All of this was just idle uninformed imagination that I thought would make an entertaining short mention and then move on.   But today, I find an extensively researched and thorough argument on pig human hybridization as alternative theory of human evolution by Eugene M McCarthy, a PhD in genetics.    So far advanced is his work that the only thing this post has in common with his is that my middle name is the same as his first.

His site offers much a lot of enjoyable reading.   I very much recommend reading it just for the depth of details he presents.   His case overwhelms me but that doesn’t say much.   It is fun to read.

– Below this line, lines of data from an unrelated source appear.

PR #772, opened 2026-09-11
Update autogenerated client

pavelbraginskiy:
`_client` built from a newer version of the REST API specs.
Matches the client in the Azure CLI, updated here: Azure/azure-cli-extensions/pull/10285

The latest version of the code-generation tools used for the REST API depend on Node >= 22, so I bumped the version mentioned in the readme.

PR #773, opened 2026-09-18
Fix job attachment 401s for submitted jobs

v-elegacheva:
## Summary

Fixes job attachment operations failing after submission when the stored container URI is unsigned, expired, or lacks the permission required by the operation.

`upload_attachment`, `download_attachment`, and `list_attachments` now:

- preserve an explicitly supplied method-level container URI;
- reuse a job-level SAS only when it is unexpired and grants the required permission (`w`, `r`, or `l`);
- otherwise request a fresh SAS for the job's actual container name; and
- reject a refreshed URI when its storage hostname differs from the stored job URI.

Custom container names remain supported. The legacy `Workspace(storage=...)` connection-string path is intentionally outside this PR's scope; its deprecation will be tracked separately.

## Testing

- Focused local validation: `31 passed` (`test_job_attachments.py` and `test_workspace.py`).
- Azure Quantum Python CI: [build 183619](https://dev.azure.com/ms-azurequantum/AzureQuantum/_build/results?buildId=183619) passed.
- The relevant DPv2 attachment E2E in [build 183473](https://dev.azure.com/ms-azurequantum/AzureQuantum/_build/results?buildId=183473) passed upload, list, and download (`34 passed, 2 skipped` in the DPv2 SDK job). The broader live build had unrelated CLI and third-party failures.

## Related

The generated job-update endpoint correction is intentionally left to #772, which regenerated the complete client with the corrected `/jobs/{jobId}` route.


azure-quantum/azure/quantum/_client/operations/_operations.py
```diff
@@ -130,7 +130,7 @@ def build_services_jobs_update_request(
     accept = _headers.pop("Accept", "application/json")
 
     # Construct URL
-    _url = "/subscriptions/{subscriptionId}/resourceGroups/{resourceGroupName}/providers/Microsoft.Quantum/workspaces/{workspaceName}/jobUpdateOptions/{jobId}"
+    _url = "/subscriptions/{subscriptionId}/resourceGroups/{resourceGroupName}/providers/Microsoft.Quantum/workspaces/{workspaceName}/jobs/{jobId}"
```
rigidit: we should update all files in autogenerated part instead, review https://github.com/microsoft/azure-quantum-python/pull/772

v-elegacheva: Addressed in recent commit. I removed the hand-edited generated client change and its route test from this PR.  pr #772 owns the full client regeneration and already generates the corrected `/jobs/{jobId}` route;  this pr is now attachment-only and was validated both independently and merged with #772.

azure-quantum/azure/quantum/job/base_job.py
```diff
@@ -344,12 +344,13 @@ def upload_attachment(
...
+        # unsigned, so always fetch a fresh SAS-signed URI instead of reusing it.
         if container_uri is None:
-            if self._details.container_uri is None:
-                container_uri = self.workspace.get_container_uri(job_id=self.id)
-            else:
-                container_uri = self._details.container_uri
+            container_uri = self.workspace.get_container_uri(
+                job_id=self.id,
+                container_name=self.container_name,
+            )
```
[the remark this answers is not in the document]
v-elegacheva: Addressed in most recent commit. I centralized URI selection for all three attachment methods:
- an explicetely supplied method-level uri is used unchanged
- a job-level sas uri is reused only when it is unexpired and has the permission required for the operation
- otherwise he sdk refreshes the sas using the actual container name and verifies that the refreshed hostname matches the job uri's hostname
- a hostname mismatch raises a clear error before any sotrage operation, so the sdk cannot silently redirect to a same-named container in another accnt

I added focused coverage for valid, expired, insufficient-permission, custom-container, and hostname-mismatch cases.

azure-quantum/azure/quantum/job/base_job.py
```diff
@@ -399,16 +391,51 @@ def list_attachments(self) -> list[BlobProperties]:
...
+                    token_expire_time = token_expire_time.replace(tzinfo=timezone.utc)
+                if datetime.now(tz=timezone.utc) < token_expire_time - timedelta(minutes=5):
+                    return container_uri
+            except ValueError:
+                pass
+
+        refreshed_container_uri = self.workspace.get_container_uri(
+            job_id=self.id,
+            container_name=self.container_name,
+        )
```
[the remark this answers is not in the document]
v-elegacheva: Addressed in recent commit. Connection-string workspaces now generate a container-level SAS using `ContainerSasPermissions` with read/add/create/list permissions. 
I also added a focused test that inspects the generated permission object and verifies list access is included.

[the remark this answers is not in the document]
v-elegacheva: Follow-up: after confirming the backend direction with Zulfat, commit a9c1506 removes the connection-string-specific storage.py change to keep #773 scoped to workspace-linked storage. Formal deprecation of Workspace(storage=...) will be tracked separately. The core permission-aware SAS refresh and hostname validation remain unchanged, and the focused tests plus CI pass.

azure-quantum/azure/quantum/job/base_job.py
```diff
@@ -399,16 +391,51 @@ def list_attachments(self) -> list[BlobProperties]:
...
-            container_uri = self.workspace.get_container_uri(job_id=self.id)
-        else:
-            container_uri = self._details.container_uri
+        container_uri = self._get_attachment_container_uri(required_permission="l")
 
         container_client = ContainerClient.from_container_url(container_uri)
         return list(container_client.list_blobs())
 
 
+    def _get_attachment_container_uri(self, required_permission: str) -> str:
```
rigidit: required_permission: str is stringly-typed. Use Literal["r", "w", "l"] or a small enum, and give it a return type

azure-quantum/azure/quantum/job/base_job.py
```diff
@@ -399,16 +391,51 @@ def list_attachments(self) -> list[BlobProperties]:
...
+            try:
+                token_expire_time = datetime.fromisoformat(
+                    token_expire_query_param[0].replace("Z", "+00:00")
+                )
+                if token_expire_time.tzinfo is None:
+                    token_expire_time = token_expire_time.replace(tzinfo=timezone.utc)
+                if datetime.now(tz=timezone.utc) < token_expire_time - timedelta(minutes=5):
+                    return container_uri
+            except ValueError:
+                pass
```
rigidit: except ValueError: pass swallows a malformed se silently. logger.debug(...) it — this repo already uses logger liberally and a silent fallback here is hard to diagnose.

azure-quantum/azure/quantum/job/base_job.py
```diff
@@ -399,16 +391,51 @@ def list_attachments(self) -> list[BlobProperties]:
...
+        ):
+            try:
+                token_expire_time = datetime.fromisoformat(
+                    token_expire_query_param[0].replace("Z", "+00:00")
+                )
+                if token_expire_time.tzinfo is None:
+                    token_expire_time = token_expire_time.replace(tzinfo=timezone.utc)
+                if datetime.now(tz=timezone.utc) < token_expire_time - timedelta(minutes=5):
+                    return container_uri
+            except ValueError:
```
rigidit: Line 408 - 422 these actually looks like dead branch because self._details.container_uri will return not sas uri, isn't it?

azure-quantum/tests/test_job_attachments.py
```diff
@@ -34,21 +50,218 @@ def test_list_attachments_returns_container_blobs(mock_container_client):
...
+    job.upload_input_data = Mock(return_value="uploaded-uri")
+    container_client = mock_container_client.from_container_url.return_value
+    container_client.list_blobs.return_value = []
+    container_client.get_blob_client.return_value.download_blob.return_value.readall.return_value = b"data"
+
+    job.upload_attachment("upload", b"data")
+    attachments = job.list_attachments()
+    downloaded = job.download_attachment("download")
+
+    workspace.get_container_uri.assert_has_calls(
```
rigidit: did you consider to cache get_sas_uri call? and we can re-validate it with the same expiry/permission check

rigidit (changes requested):

azure-quantum/azure/quantum/job/base_job.py
v-elegacheva: Addressed in most recent commit. _get_attachment_container_uri() now accepts Literal["r", "w", "l"] instead of an unrestricted str and retains an explicit str return type

azure-quantum/azure/quantum/job/base_job.py
v-elegacheva: Addressed in most recent commit. Malformed st or se timestamps now produce a debug-level message and cause the URI to be treated as unusable, so a fresh SAS is requested. The log does not include the SAS URI or credentials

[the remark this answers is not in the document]
v-elegacheva: Addressed in most recent commit. The validator now parses the optional SAS st parameter and reuses the uri only after its start time. Future-start tokens are treated as unusable and refreshed. Added regression coverage

azure-quantum/azure/quantum/job/base_job.py
v-elegacheva: So yes, this branch is not used by normal current Prod submission flows bc both DPs return an unsigned stored container uri. It remains reachable only for unsubmitted/locallyconstructed jobs and legacy responses. I kept it for compatibility but if those scenarios are not intended to be supported, I can simplify the implementation to always use the cached/refreshed workspace SAS instead

azure-quantum/tests/test_job_attachments.py
v-elegacheva: Addressed in most recent commit with a private per-job cache for freshly requested attachment container SAS URIs. Cached values are revalidated for HTTPs, required permission, start time, and expiry before every reuse. The cache is associated with the current container hostname/pth and is invalidated when job details change including in-place container_uri changes. Explicit method-level URI overrides continue to bypass the cache

azure-quantum/azure/quantum/job/base_job.py
```diff
@@ -399,16 +399,122 @@ def list_attachments(self) -> list[BlobProperties]:
...
+            return (None, f"/job-{self.id}")
+
+        parsed_uri = urlparse(container_uri)
+        return (parsed_uri.hostname, parsed_uri.path.rstrip("/"))
+
+
+    def _is_attachment_container_uri_usable(
+        self,
+        container_uri: str,
+        required_permission: Literal["r", "w", "l"],
```
rigidit: and we probably can drop that required_permission entirely as we cannot request specific permission from backend anyway?

azure-quantum/azure/quantum/job/base_job.py
```diff
@@ -399,16 +399,122 @@ def list_attachments(self) -> list[BlobProperties]:
...
+    ) -> bool:
+
+        parsed_uri = urlparse(container_uri)
+        if parsed_uri.scheme.lower() != "https":
+            return False
```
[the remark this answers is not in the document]
v-elegacheva: addressed in recent commit. The shared SAS validator now requires HTTPS, a hostname, and a nonempty container path before considering a URI usable. The pathless uri regression test uses an unexpired signed sas to exercise this exact branch

azure-quantum/azure/quantum/job/base_job.py
```diff
@@ -399,16 +399,122 @@ def list_attachments(self) -> list[BlobProperties]:
...
+                token_start_time = datetime.fromisoformat(
+                    token_start_query_param[0].replace("Z", "+00:00")
+                )
+                if token_start_time.tzinfo is None:
+                    token_start_time = token_start_time.replace(tzinfo=timezone.utc)
+
+            current_utc_time = datetime.now(tz=timezone.utc)
+            has_started = token_start_time is None or token_start_time <= current_utc_time
+            return has_started and current_utc_time < token_expire_time - timedelta(minutes=5)
+        except ValueError:
```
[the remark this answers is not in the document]
v-elegacheva: Addressed in recent commit. The validator now compares current_time + five-minute buffer < expiry instead of subtracting the buffer from the externally supplied expiry. This avoids underflow for boundary values such as year 1

azure-quantum/tests/test_job_attachments.py
```diff
@@ -34,21 +58,392 @@ def test_list_attachments_returns_container_blobs(mock_container_client):
...
+
+@pytest.mark.parametrize(
+    "cached_container_uri",
+    [EXPIRED_CONTAINER_URI, FUTURE_START_CONTAINER_URI],
+)
+def test_unusable_cached_uri_is_refreshed(cached_container_uri):
+    workspace = Mock()
+    workspace.get_container_uri.return_value = SIGNED_CONTAINER_URI
+    job = _job_with_container(workspace=workspace)
+    job._attachment_container_uri_cache = cached_container_uri
```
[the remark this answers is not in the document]
v-elegacheva: Addressed in recent commit. The parametrized cache test now sets _attachment_container_uri_cache_identity to match the current job container identity, ensuring it reaches sas start/expiry validation rather than passing through identity invalidation

azure-quantum/azure/quantum/job/base_job.py
v-elegacheva: agreed, and addressed. I removed required_permission and the operation-specific permission branching. Attachment operations now request one workspace sas, cache it per job, and revalidate HTTPS, container identity, signature, permission presence, start time, and expiry before reuse

azure-quantum/azure/quantum/job/base_job.py
```diff
@@ -399,16 +399,108 @@ def list_attachments(self) -> list[BlobProperties]:
...
-            container_uri = self.workspace.get_container_uri(job_id=self.id)
-        else:
-            container_uri = self._details.container_uri
+        container_uri = self._get_attachment_container_uri()
 
         container_client = ContainerClient.from_container_url(container_uri)
         return list(container_client.list_blobs())
 
 
+    def _get_attachment_container_uri(self) -> str:
```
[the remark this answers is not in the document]
v-elegacheva: Addressed in recent commit. I kept the parameter-less helper bc Workspace.get_container_uri() cannot request operation specific permissions and the backend returns a fixed container sas permission set.
The validator now requires that every cached or refreshed workspace sas contain all attachment capabilities needed across operations r,w, and l. 
Tokens with incomplete permissions are refreshed or rejected with focused coverage for both cached and newly refreshed sas URIs

v-elegacheva:
> ## Copilot review overview
> ### 🔵 Needs a closer look
> A valid job-level SAS is unnecessarily refreshed instead of reused.
> 
> **Review effort:** Balanced **Findings:** None
> 
> **Resolved since last review (1)**
> * Medium severity [Require operation-specific SAS permissions for attachment URI reuse](#discussion_r4076431531)
> 
> **Previously missed (1)**
> In code that hasn't changed since last review
> 
> Medium severity Reuse usable stored SAS URI before refreshing container URI

This refresh is intentional. Current Dpv1 and Dpv2 Production flows store unsigned job container URIs and require workspace-linked storage, so JobDetails.container_uri is used only to identify the expected linked container and storage hostname. 
The first attachment operation requests a workspace-issued SAS, and subsequent operations reuse the validated per-job cache. Caller-supplied external job containers are outside the supported scope, while explicit method-level uri overrides remain unchanged

azure-quantum/azure/quantum/job/base_job.py
```diff
@@ -399,16 +401,115 @@ def list_attachments(self) -> list[BlobProperties]:
...
+        ):
+            return False
+
+        query_params = parse_qs(parsed_uri.query)
+        token_expire_query_param = query_params.get("se")
+        token_start_query_param = query_params.get("st")
+        token_permissions = set(query_params.get("sp", [""])[0])
+        if (
+            not query_params.get("sig")
+            or not _ATTACHMENT_CONTAINER_SAS_PERMISSIONS.issubset(token_permissions)
```
rigidit: This is the inverse of what I suggested. My argument was that permission checking is unproductive — the SDK can't request permissions (BlobDetails has only containerName/blobName), so a refresh can never remedy a permission gap. The conclusion was to drop the check and let storage answer authoritatively. Instead the check became a stricter, global precondition that fails harder. test_upload_attachment_rejects_refreshed_uri_without_full_attachment_permissions now pins rl-rejection as intended behavior.

Suggestion: validate only what a refresh can actually fix — sig present and not near expiry (the st handling is a genuinely good addition, keep it). Let a permission shortfall surface as the storage service's own 403, which names the real cause.

azure-quantum/azure/quantum/job/base_job.py
```diff
@@ -399,16 +401,115 @@ def list_attachments(self) -> list[BlobProperties]:
...
+        container_uri = self._get_attachment_container_uri()
 
         container_client = ContainerClient.from_container_url(container_uri)
         return list(container_client.list_blobs())
 
 
+    def _get_attachment_container_uri(self) -> str:
+        """Return a validated workspace-issued SAS URI for the job's attachment container.
+
+        The first call refreshes the unsigned URI stored in job details. Later calls reuse the
```
rigidit: we shouldn't set container sas uri to job details right?

azure-quantum/azure/quantum/job/base_job.py
```diff
@@ -399,16 +401,115 @@ def list_attachments(self) -> list[BlobProperties]:
...
+        self._attachment_container_uri_cache_identity = container_identity
+        return refreshed_container_uri
+
+
+    def _get_attachment_container_identity(
+        self,
+        container_uri: Optional[str],
+    ) -> tuple[Optional[str], str]:
+        if container_uri is None:
+            return (None, f"/job-{self.id}")
```
rigidit: _get_attachment_container_identity hardcodes f"/job-{self.id}", which is a third copy of the job-{id} convention (also in container_name and workspace.get_container_uri's container_name_format)

azure-quantum/azure/quantum/job/base_job.py
```diff
@@ -399,16 +401,115 @@ def list_attachments(self) -> list[BlobProperties]:
...
+                raise ValueError(
+                    "Refreshed attachment container hostname "
+                    f"'{refreshed_hostname}' does not match job container hostname "
+                    f"'{stored_hostname}'."
+                )
+
+        if not self._is_attachment_container_uri_usable(refreshed_container_uri):
+            raise ValueError(
+                "Refreshed attachment container URI does not contain a usable SAS token."
+            )
```
rigidit: we can skip this check as we assume that backend always return usable sas uri

azure-quantum/azure/quantum/job/base_job.py
```diff
@@ -399,16 +401,115 @@ def list_attachments(self) -> list[BlobProperties]:
...
+                container_name=self.container_name,
+            )
+            stored_hostname = urlparse(container_uri).hostname
+            refreshed_hostname = urlparse(refreshed_container_uri).hostname
+            if stored_hostname != refreshed_hostname:
+                raise ValueError(
+                    "Refreshed attachment container hostname "
+                    f"'{refreshed_hostname}' does not match job container hostname "
+                    f"'{stored_hostname}'."
+                )
```
rigidit: do we need to compare hostnames here? we are operating with workspace with linked storage here and it won't change for the workspace lifecycle right?

azure-quantum/azure/quantum/job/base_job.py
```diff
@@ -399,16 +401,115 @@ def list_attachments(self) -> list[BlobProperties]:
...
+                    token_start_time = token_start_time.replace(tzinfo=timezone.utc)
+
+            current_utc_time = datetime.now(tz=timezone.utc)
+            has_started = token_start_time is None or token_start_time <= current_utc_time
+            return has_started and current_utc_time + timedelta(minutes=5) < token_expire_time
+        except ValueError:
+            logger.debug(
+                "Unable to parse attachment SAS start or expiry time; requesting a fresh URI."
+            )
+            return False
```
rigidit: narrow this method to the one condition a refresh can genuinely fix — expiry — and let storage adjudicate the rest.

rigidit (changes requested):

azure-quantum/azure/quantum/job/base_job.py
v-elegacheva: addressed. I removed the permission checking entirely + sig, HTTPS, hostname and path validation. The cache now checks only SAS expiry. A permission shortfall now surfaces as storage's own error instead of sdk precondition

azure-quantum/azure/quantum/job/base_job.py
v-elegacheva: I removed _get_attachment_container_identity() completely. The cache is now keyed on the existing container_name property, so there is no separate job-{id} formatting duplicated for the cache

azure-quantum/azure/quantum/job/base_job.py
v-elegacheva: Okay! The check has been removed

azure-quantum/azure/quantum/job/base_job.py
v-elegacheva: I removed that. I confirmed with backend that dpv2 production and all sas-issuing endpoints validate the account name against the workspace's linked storage account server-side, so this check was indeed redundant for the linked-storage flows

azure-quantum/azure/quantum/job/base_job.py
v-elegacheva: Done! The cache reuse check (renamed to _is_attachment_container_uri_unexpired) now validated only se expiry with the 5 min buffer. 
sig, st and permissions are not checked anymore

azure-quantum/azure/quantum/job/base_job.py
v-elegacheva: Indeed so. I checked again- the refreshed sas is only stored in a private per-job cache and is never written back to job.details.container_uri. Updated in recent commit

azure-quantum/azure/quantum/job/base_job.py
```diff
@@ -399,16 +399,69 @@ def list_attachments(self) -> list[BlobProperties]:
...
+
+        Workspace-issued URIs are cached privately on the job and are never written back to job
+        details. A cached URI is reused while its container name is unchanged and its SAS expiry
+        remains outside the renewal window.
+        """
+        container_uri = self._details.container_uri
+        container_name = self.container_name
+        cached_container_uri = self._attachment_container_uri_cache
+        if cached_container_uri:
+            if self._attachment_container_uri_cache_container_name != container_name:
```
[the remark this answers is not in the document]
v-elegacheva: So I checked Workspace.get_container_uri(). Its signature is (job_id=None, container_name=None, container_name_format="job-{job_id}"). It never reads job.details.container_uri or any hostname. The account is fixed by self.storage on the Workspace instance itself.

I confirmd this with an executed test (test_cache_reuse_after_hostname_mutation_never_queries_by_hostname). 
It mutates job.details.container_uri to a different storage account host while keeping the same container name. Then asserts 
workspace.get_container_uri.assert_called_once_with(job_id= .... , container_name= ....) 
to make sure no hostname argument ever crosses that boundary and that both operations resolve to the identical workspace-issued URI. 
So the cache being keyed on container_name alone does not reuse a "different account's" sas in this scenario. It is the same one real account's sas both times, since get_container_uri() structurally cannot fetch based on hostname. I do not think this reachable through this code path, so I am leaving the cache key as is.

azure-quantum/azure/quantum/job/base_job.py
```diff
@@ -399,16 +399,69 @@ def list_attachments(self) -> list[BlobProperties]:
...
+            refreshed_container_uri = self.workspace.get_container_uri(job_id=self.id)
+        else:
+            refreshed_container_uri = self.workspace.get_container_uri(
+                job_id=self.id,
+                container_name=container_name,
+            )
+
+        self._attachment_container_uri_cache = refreshed_container_uri
+        self._attachment_container_uri_cache_container_name = container_name
+        return refreshed_container_uri
```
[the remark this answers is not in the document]
v-elegacheva: Wrong-account/ HTTP: Not reachable through this code path. Workspace.get_container_uri()'s signiture is (job-id,contianer_name, container_name_format). It never reads a hostname and resolves to exactlyone account (self.storage) on the Workspace instance), confimed by test_cache_reuse_after_hostname_mutation_never_queries_by_hostname. Backend-issued sas URIs are also always built from BlobServiceClient / BlobContainerClient tied to the account's https:// blob endpoint so an http:// response isnt something the backend can structurally return for this flow.

Unsigned / insufficient-permission accepted: Not an oversight. Per feedback - agreed to narrow validation to the one condition a refresh can fix (expiry) and defer signature/permission enforcement to Blob Storage's own authorative response. Backend-issued tokens are always signed with full permissions in practice, so this only affects synthetic/malformed inputs, which several tests exercise to document the pass-through behavior

azure-quantum/azure/quantum/job/base_job.py
```diff
@@ -399,16 +399,69 @@ def list_attachments(self) -> list[BlobProperties]:
...
+
+
+    def _is_attachment_container_uri_unexpired(
```
rigidit: _is_attachment_container_uri_unexpired and _get_blob_uri_with_sas_token still both parse se with the same Z→+00:00 workaround and the same 5-minute margin, should we extract some helper to reuse the logic?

I take special interest in reading his work as a case study of hypothesis discovery using data science.   He assembled a lot of evidence of a lot of different data dimensions to suggest a very compelling hypothesis.   I think his work is an example of excellent data science work.   And I appreciate his conclusion that I equate as my concept of hypothesis discovery.   This is an unexpected hypothesis discovered by looking at the (mostly bright) data.  He emphasizes that it is only a hypothesis and needs testing but as he says “Before dismissing such a notion, I would want to be sure on some logical, evidentiary basis that I actually should dismiss it.” 

I very much agree and it is an exciting hypothesis.

His site has a lot of other information.   In particular, he addresses the point I was making earlier about the stealthiness of evolution.  While my fantasy considered what was going in where no data exists, he more professionally discusses what the existing data suggests in terms of stabilization.   Stabilization is that once a new form emerges it is remarkably stable until it becomes extinct, a period that may last millions of years.   This observation is contrasted to the expectation of a gradual evolution involving incremental changes selected by nature.   This doesn’t explain the abrupt appearance of new forms that are documented in the fossil record, but it does describe the available data.  I add this to my examples of good data science practice.

This is on my reading list for future reading.   From what I read so far today, I was motivated to link it to what I had previously been thinking as an idle uninformed daydreamer.